OP, I hated the baby stage but started to enjoy myself when my DD hit 16 months. Turns out I quite enjoy having a toddler but I really really didn't like having a baby. Sounds like you might be like me. Babies are really boring and it's all just so relentless when they're really small. But toddlers are so much more funny and rewarding! Wouldn't say I love motherhood now but I do have moments of loving it!

crackersforcheese · 08/01/2023 17:41

I much prefer the toddler stage, don't get me wrong I loved newborn cuddles! I just find it so much easier when they can communicate to some extent! Every age comes with its new challenges though xxx

yorkshirepudsx · 08/01/2023 17:44

I wouldn't say it gets easier, there are so many aspects, some get easier while others get tougher,

However with my first, Once he reached 10/11 months he suddenly had this evening cheeky personality and started moving around a lot more wanting to play. I adored him from the minute I found out I was pregnant with him - but around this time, I was just absolutely in love with him even more. He made me laugh so much (and still does) and seeing his little personality grow made me feel so full of love.

It doesn't get easier as such, but your love for them grows with them ❤️

Hopingforno2in2023 · 08/01/2023 17:45

So much easier! DS had colic and reflux and didn’t sleep as a baby so quite frankly anything would have been easier than that. As it happens at about 11mo old DS had a personality transplant and became the easiest going child and has remained so ever since. Parenting became a doddle. Hoping he stays that way!

yorkshirepudsx · 08/01/2023 17:45

Evening cheeky?? Ignore 'evening' I meant Beaming!! Xxx

Lordofmyflies · 08/01/2023 17:48

It doesn't get easier - just different! My eldest is now 17years old. I worry every time she gets in the car to drive. I stay up in the night to make sure she is in safely from going out. Exam stress is real. Stress about University applications, boyfriends, friends is relentless. And it costs an absolute fortune. And depending on the day, they can also be as unreasonable as a toddler!

ClangingBell · 08/01/2023 17:49

I remember having a conversation with a friend when our babies were about 18 months and being completely shocked to find she thought it was getting easier all the time. She’d had a scream hey, colicky baby and basically found babies hard work and dull, then had a v chilled toddler. I had a chilled baby who I found fascinating who then turned into a non-stop talking whirlwind of a toddler. It was also a personality difference generally. I quite like sitting still with a newborn and she found it hard.

Everyone’s experience is different, sounds like you might well find a toddler easier.
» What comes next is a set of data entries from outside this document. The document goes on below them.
PR #817, opened 2022-07-13
fix(TimetableHeader): separate offset input into two inputs

miles-grant-ibigroup:
### Checklist

- [X] The description lists any configuration setting(s) that differ from the default settings
- [X] All tests and CI builds passing

### Description

This PR refactors the offset input to be 2 separate textboxes. This removes the previous behavior in the unified textbox, which was seen by many to be confusing and complicated.

The input is now separated between hours and minutes.

Screen Shot 2022-07-13 at 3 51 50 PM

One piece of functionality I feel is missing is automatically moving to the minute input field, either after the user types a `:` or perhaps after they type two characters? Curious what others think about this.

### DIFF
--- a/lib/editor/components/HourMinuteInput.js
+++ b/lib/editor/components/HourMinuteInput.js
@@ -1,12 +1,13 @@
 // @flow
 
-import React, {Component} from 'react'
+// $FlowFixMe Flow doesn't recognize react KeyboardEvent
+import React, {Component, KeyboardEvent } from 'react'
 import {FormControl} from 'react-bootstrap'
 
 type Props = {
   onChange: (number) => any,
   seconds: number,
-  style: {[string]: string | number}
+  style?: {[string]: string | number}
 }
 
 type State = {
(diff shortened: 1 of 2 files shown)


miles-grant-ibigroup:
@philip-cline assigning this to you now, but since you're a more active datatools user than I am please let me know if the behavior is lacking/working unexpectedly and we can tweak this a little bit!

philip-cline:
I would definitely like to see the colon behaviour. I noted a few other things: 
- It would be nice to have "hh:mm" displayed as a placeholder when you first enter the timetable editor to indicate the input units. 
- I think some spacing between the inputs might look a bit better, with some corner rounding as well (perhaps on the offset button too). Something like: 
image

philip-cline (changes requested):
Couple things:
- We could remove the border radius on the rightmost input box so it flows into the offset button. 
- Typing a # over 60 in the minutes box will convert to hours, but keep the value in the minutes box. So typing 120 for example adds 2 hours, but ends up as 2:120. 
- The placeholder is showing "hh:mn" right now, and is cut off a bit.

miles-grant-ibigroup:
What browser are you using to get the `hh:mn` bug? Everything else I can replicate but this is how the textbox renders for me in Safari, Firefox, and Chrome
Screen Shot 2022-07-14 at 4 03 57 PM

philip-cline:
Ok that was my bad, I needed to reload the CSS files. I'll give another review

lib/editor/components/HourMinuteInput.js
```diff
@@ -1,48 +1,102 @@
 // @flow
 
-import React, {Component} from 'react'
+// $FlowFixMe Flow doesn't recognize react KeyboardEvent
+import React, {Component, KeyboardEvent } from 'react'
```
philip-cline:
```suggestion
import React, {Component, KeyboardEvent} from 'react'
```

lib/editor/components/HourMinuteInput.js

strawberrysummer23 · 08/01/2023 19:57

I'd say it definitely definitely gets easier the bigger they get

I think I'm the minority though

I have an 11 yr old and a 5.5 month baby

Absolutely can't stand the baby stage sometimes. She's been colicky, wingey, high needs baby basically! And I don't feel bad to say I really don't enjoy it. Its exhausting and I much much prefer it when they are older

I loved the toddler stage with my 1st
She was sleeping better by this stage, communicating and although some parts were still hard it was nothing like the relentless baby stage

Not sure when it got easier it's a blur but at 5.5 months I'm definitely not there yet ! But I know and my eldest is prood that it definitely gets easier

Can't see it when people say the toddler ( or teens ) is the hardest

Wiping bums, sickey baby, endless nappies, bottles, sterlising, and endless washing and housework and losing yourself in the process - this doesn't happen once they start at nursery/school - key thing is having time to yourself and where some people are lucky with help some aren't

Also depends on what kind of person you ate and what baby you have

Never thought of it that some people do have easier babies than others and some people are just negative people !

I have a high needs baby and I'm generally a positive person. My best friend is on the negative side and has such a easy baby! And so much help it's hard not to be envious of her !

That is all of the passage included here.